Task prompt:
In the entries below, find the lines that include "time" and give their number as the whole reply.

Data excerpts:
PR #2192, opened 2026-09-10
Chore/parallelize e2e tests

seangeo:

Adds support for running the e2e test suite in parallel.

Previously the test suite would only run sequentially across all test suites. This meant the suite would take about 80 seconds to run.

## What is the new behavior?

This change adds a `--parallel` command line argument. When this is set the test suites will run in parallel. By default, parallelism happens at the suite level, so multiple suites will run in parallel, but the test cases within a suite will run sequentially. Specific suites can override this by setting `parallel: true` in their `SuiteDescriptor`, when this is set and the `--parallel` flag is passed in, the test cases within the suite will also run in parallel. This has been set on the `postgres-changes`, `postgres-changes-filters`, and `authorisation` suites, since they are the largest or slowest.

The result is now that with the `--parallel` flag set and `--wait-time` set to 10 milliseconds the suite will complete in ~5s locally.

I've gone with an "opt-in to parallelism" approach here to avoid breaking things, especially the CUFs, behaviour will be the same before if you don't pass in `--parallel`.

## Additional context

The main changes across each suite in this PR were to ensure that each suite uses its own Supabase client instance.

```bash
$  mise run e2e -- --parallel --wait-time 10
<snip>
52 passed, 0 failed  total 5.86s
```

Closes REAL-1037


test/e2e/src/runner.ts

Exercise solution:
2